GIVEN RECORDS =
'''

PR #16168, opened 2021-11-28
refactor(base-driver): Make configureApp helper more flexible

mykola-mokhnach:
## Proposed changes

The configureApp helper was created to only support .apks/.ipa packages and is not very flexible about adding new formats.
This PR allows to change it, so a custom post processing could be added and the platform-specific stuff (like app bundle lookup inside .ipa/.zip) may be extracted to appropriate drivers. Backward compatibility is still preserved.

## Types of changes

### DIFF
--- a/packages/base-driver/lib/basedriver/helpers.js
+++ b/packages/base-driver/lib/basedriver/helpers.js
@@ -181,6 +181,8 @@ async function isAppIntegrityOk (currentPath, expectedIntegrity = {}) {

'''

WORK TO COMPLETE = Your output must be an exact copy of every entry.

ANSWER FOR THE TASK =
PR #16168, opened 2021-11-28
refactor(base-driver): Make configureApp helper more flexible

mykola-mokhnach:
## Proposed changes

The configureApp helper was created to only support .apks/.ipa packages and is not very flexible about adding new formats.
This PR allows to change it, so a custom post processing could be added and the platform-specific stuff (like app bundle lookup inside .ipa/.zip) may be extracted to appropriate drivers. Backward compatibility is still preserved.

## Types of changes

### DIFF
--- a/packages/base-driver/lib/basedriver/helpers.js
+++ b/packages/base-driver/lib/basedriver/helpers.js
@@ -181,6 +181,8 @@ async function isAppIntegrityOk (currentPath, expectedIntegrity = {}) {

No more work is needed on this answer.